WRA Responsibilities Reassigned to City for Three Projects

The City of Sturgeon Bay is taking over the responsibilities for projects that were previously under the jurisdiction of the city’s Waterfront Redevelopment Authority (WRA).

The Sturgeon Bay Common Council approved three motions Sept. 6 to reassign the WRA’s interests in the Stone Harbor Resort, Bridgeport Resort and Harbor Club Marina development agreements to the city and to quitclaim any related property interests to the city.

Sturgeon Bay Mayor David Ward said the WRA was an instrumental body that started the development of the city’s waterfront on both sides of the bay during the 1990s.

“I think they did fine work,” he said, but “their mission is probably pretty much over,” and the reassignments are a “major step forward in cleaning everything up.”

District 3 Alder Dan Williams, who chairs the WRA, said the process to turn over responsibility to the city went faster than anticipated after the WRA dealt with the matter for about six months, in consultation with City Attorney Jim Kalny.

Community-development director Marty Olejniczak, who is also the WRA’s secretary, said the council’s action Sept. 6 handled three of the four WRA contracts that needed to be dealt with, and the fourth is still before the WRA for consideration in the future.

Olejniczak said that ongoing obligations the city has, such as parking, are included in those contracts.

“Reassigning the rights and responsibilities of the WRA to the city is appropriate and can be done, according to Mr.

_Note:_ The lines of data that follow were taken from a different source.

PR #2238, opened 2023-10-25
Update reconstruction.cc

RayShark0605:
The 'num_tri_corrs' is already of type 'size_t', so the original CHECK here to ensure it's non-negative is redundant. However, considering that a decrement operation is to be performed on 'num_tri_corrs', it is necessary to ensure it is greater than 0 before decrementing.


ahojnnes:
Thanks.

PR #2252, opened 2023-11-02
Setting clear_points to true per default in point_triangulator

tsattler:
Making sure that image_ids between a model and the database are consistent is a pain. The `clear_points` flag takes care of this by assigning the correct image_ids to images (consistent with the database) based on filenames. This makes things much easier for casual users, who don't need to read out the image_ids from the database. I would argue that enabling this by default is the better choice (especially since in many cases, one would re-triangulate from scratch anyways).

The PR sets the default value to true. It also adds a bit of documentation about the behavior described above to the `--help` argument.

If you prefer to keep `clear_points` set to false by default, I would suggest to add another flag that makes recomputing image_ids default behavior.


ahojnnes:
Thanks, that makes sense!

Kalny,” he said. “It’s been recommended by the WRA to both accept the properties that are involved, and accept the rights and responsibilities in all the contracts.”

Olejniczak said what was offered to Bridgeport Resort in financial incentives and the construction requirements for that development are different from what Stone Harbor had to do.

“Each agreement is independent of each other,” he said. “But the action set up by Mr. Kalny is more or less the same – that the city just takes on that contract and accepts the property that goes along with it. In this case [for Bridgeport Resort], the property that goes along with it is the waterfront path between the resort and the actual water’s edge that is currently owned by the WRA.”

Olejniczak said the Harbor Club Marina agreement involves the marina by the railroad spur next to the Michigan Street Bridge.

“They have to pay a minimum property tax based on the value of their docks,” he said.

Olejniczak said the Harbor Club Marina agreement includes extensions, as opposed to most development contracts that typically expire when the tax increment district is done.

“This one is very important to reassign to keep it going, and therefore it makes sense to follow with the [Waterfront] Redevelopment Authority’s recommendation,” he said.

The marina development, which was established in 1995, had an initial term of 20 years, followed by two 25-year terms. 

District 4 Alder Spencer Gustafson, who is also a WRA member, praised Olejniczak and Kalny for their involvement in getting the WRA’s responsibilities turned over to the city.

“I think what we found the most was some pretty shaky agreements that were made in the past, so I think a lot of cleaning had to be done,” he said. “I don’t know how that all came about, but I think we’re in a place, finally, where the city has full control of the assets of the WRA, and I think that’s where we needed to be.”